» Records provided
PR #1825, opened 2024-01-30
add new log function for `printf(3)`-style debugging

reidpr:


kchilleri (approved):
This is going to be SOOO useful! Thanks!

PR #1826, opened 2024-02-01
`old-storage`: better feedback, fix AlmaLinux

reidpr:
This PR does two things:

1. Fix `test/old-storage`, which has been failing on AlmaLinux 8 due to GPG key problems (turns out the AlmaLinux people [lost their master key](https://almalinux.org/blog/2023-12-20-almalinux-8-key-update/) in December 2023).

2. Change `old-storage` to test all provided tarballs, rather than stopping after the first failure, the reasoning being that more complete feedback is actually better than a faster notification of failure.

At present, `old-storage` tests fail downloading `hello-2.10.tar.gz` because TripAdvisor is HTTP 500 (again). However, other than this the tests look good so I am going to declare victory anyway.


lucaudill (approved):
LGTM

PR #1827, opened 2024-02-01
use `kernel.org` for GNU Hello

reidpr:
Tests occasionally fail because we can’t download GNU Hello, and mirror `tripadvisor.com` is often the culprit. `ftp.gnu.org` itself has also been unreliable in the past (PR #1642). Therefore, use `kernel.org`.


lucaudill (approved):
LGTM

Issue #1758, opened 2023-10-31
`ch-image` does notice incomplete blob downloads


reidpr:
If a blob download ends before it should, `ch-image` doesn’t notice and happily uses the file.

We could also validate the hashes of blobs.

PR #1833, opened 2024-02-06
Return error if blob download is incomplete by validating hash digest.

kchilleri:
Closes issue #1758

### DIFF
--- a/lib/registry.py
+++ b/lib/registry.py
@@ -400,7 +400,7 @@ class HTTP:
       sw.close()
 
       # Check for integrity of downloaded blob by validating its hash digest
-      if (str(digest) != str(m.hexdigest())):
+      if (digest != m.hexdigest()):
          ch.FATAL("Incomplete blob download.")
 
    def blob_upload(self, digest, data, note=""):
--- a/lib/registry.py
+++ b/lib/registry.py
@@ -4,6 +4,7 @@ import os
 import re
 import types
 import urllib
+import hashlib
 
 import charliecloud as ch
 
@@ -387,7 +388,7 @@ class HTTP:
       #    requests.head() does not follow redirects, and it seems like a
       #    weird status, so I worry there is a gotcha I haven’t figured out.
       url = self._url_of("blobs", "sha256:%s" % digest)
-      res = self.request("HEAD", url, {200,401,404})
+      res, m = self.request("HEAD", url, {200,401,404})
       return (res.status_code == 200)
 
    def blob_to_file(self, digest, path, msg):
@@ -395,8 +396,12 @@ class HTTP:
       # /v2/library/hello-world/blobs/<layer-hash>
       url = self._url_of("blobs", "sha256:" + digest)
       sw = ch.Progress_Writer(path, msg)
-      self.request("GET", url, out=sw)
+      res, m = self.request("GET", url, out=sw)
       sw.close()
+
+      # Check for integrity of downloaded blob by validating its hash digest
+      if (str(digest) != str(m.hexdigest())):
+         ch.FATAL("Incomplete blob download.")
 
    def blob_upload(self, digest, data, note=""):
       """Upload blob with hash digest to url. data is the data to upload, and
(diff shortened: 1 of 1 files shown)


lib/registry.py
```diff
@@ -387,17 +388,21 @@ def blob_exists_p(self, digest):
...
       "GET the blob with hash digest and save it at path."
       # /v2/library/hello-world/blobs/<layer-hash>
       url = self._url_of("blobs", "sha256:" + digest)
       sw = ch.Progress_Writer(path, msg)
-      self.request("GET", url, out=sw)
+      res, m = self.request("GET", url, out=sw)
       sw.close()
 
+      # Check for integrity of downloaded blob by validating its hash digest
+      if (str(digest) != str(m.hexdigest())):
```
reidpr, line 403: I'm pretty sure both of these are already strings? i.e. I think you want:
```suggestion
      if (digest != m.hexdigest()):
```

lib/registry.py
```diff
@@ -387,17 +388,21 @@ def blob_exists_p(self, digest):
...
+         ch.FATAL("Incomplete blob download.")
```
reidpr, line 404: 1. Does this correctly describe all the reasons this error could happen? If not, revise.
2. Re. style, we start errors with a lower-case letter and don't add sentence-ending punctuation, i.e.:
```suggestion
         ch.FATAL("incomplete blob download")
```

lib/registry.py
```diff
@@ -557,8 +563,9 @@ def request(self, method, url, statuses={200}, out=None, **kwargs):
          out.start(length)
          for chunk in res.iter_content(ch.HTTP_CHUNK_SIZE):
             out.write(chunk)
+            m.update(chunk)
       # Done.
-      return res
+      return res, m
```
reidpr, line 568: This interface change would change the basic contract of the method. Right now it cannot fail: either it returns a valid response, or it exits the program with an error. This change adds the possibility the method can fail, so every caller would have to deal with that. I suggest instead adding a keyword argument that is the expected digest, and `request()` does the checking.

There is also a subtle interaction with `out` to consider.

reidpr (changes requested):
Great work; you've solved the essence of the issue.

See in-line for some other comments.

Also — how might we test this? It's a fairly rare case for the error to come up naturally, so the new code path won't be exercised much unless we add test(s). I have some ideas that we can talk about, but first I'd like you to noodle on it some.

lib/registry.py
```diff
@@ -395,7 +396,7 @@ def blob_to_file(self, digest, path, msg):
       # /v2/library/hello-world/blobs/<layer-hash>
       url = self._url_of("blobs", "sha256:" + digest)
       sw = ch.Progress_Writer(path, msg)
-      self.request("GET", url, out=sw)
+      res = self.request("GET", url, out=sw, expdigest=digest)
```
reidpr, line 399: This return value looks left over from an earlier iteration of the PR?
```suggestion
      self.request("GET", url, out=sw, expdigest=digest)
```

lib/registry.py
```diff
@@ -518,7 +519,7 @@ def manifest_upload(self, manifest):
       self.request("PUT", url, {201}, data=manifest,
                    headers={ "Content-Type": TYPES_MANIFEST["docker2"] })
 
-   def request(self, method, url, statuses={200}, out=None, **kwargs):
+   def request(self, method, url, statuses={200}, out=None, expdigest=None, **kwargs):
```
reidpr, line 522: Document the new keyword argument in the docstring.

Also style — looks like this line may be more than 80 characters? If so please wrap.

lib/registry.py
```diff
@@ -557,6 +559,11 @@ def request(self, method, url, statuses={200}, out=None, **kwargs):
          out.start(length)
          for chunk in res.iter_content(ch.HTTP_CHUNK_SIZE):
             out.write(chunk)
+            m.update(chunk)
+         # Check for integrity of downloaded blob by validating its hash digest against expected hash digest
```
reidpr, line 563: Wrap comment to 80 characters.

lib/registry.py
```diff
@@ -557,6 +559,11 @@ def request(self, method, url, statuses={200}, out=None, **kwargs):
...
+         if (expdigest is not None):
+            if (expdigest != m.hexdigest()):
```
reidpr, line 565: This can be condensed to a single if statement:

```suggestion
         if (expdigest is not None and expdigest != m.hexdigest()):
```

lib/registry.py
```diff
@@ -557,6 +559,11 @@ def request(self, method, url, statuses={200}, out=None, **kwargs):
...
+               ch.FATAL("incomplete blob download")
```
reidpr, line 566: This error message should be specific about what we know and what we don’t know, and speculation about cause should be labeled clearly. In this case, one possibility would be (don’t take this as a given, think about it some):

```suggestion
               ch.FATAL("registry response has bad digest")
```

Specifically, note that at this level, we don’t know whether it’s a blob being downloaded or something else, and we don’t know why the digest did not match.

reidpr (changes requested):
Great work. The logic seems quite solid to me. I have some style recommendations in-line.

One oversight, unless I’ve missed something: `request()` only checks the digest if the response is going to a file, i.e. `out != None`. I think this is fine, but the arguments need to be checked. As written, if `out == None` and `expdigest != None`, the latter will be silently ignored. It should instead fail noisily. `assert` would be fine I think.

reidpr (approved):
Nice. I didn’t see an assert so I added one.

» Task instructions
Which lines in the records above hold the string "about"? Copy each of them.

» Written answer
Also — how might we test this? It's a fairly rare case for the error to come up naturally, so the new code path won't be exercised much unless we add test(s). I have some ideas that we can talk about, but first I'd like you to noodle on it some.
reidpr, line 566: This error message should be specific about what we know and what we don’t know, and speculation about cause should be labeled clearly. In this case, one possibility would be (don’t take this as a given, think about it some):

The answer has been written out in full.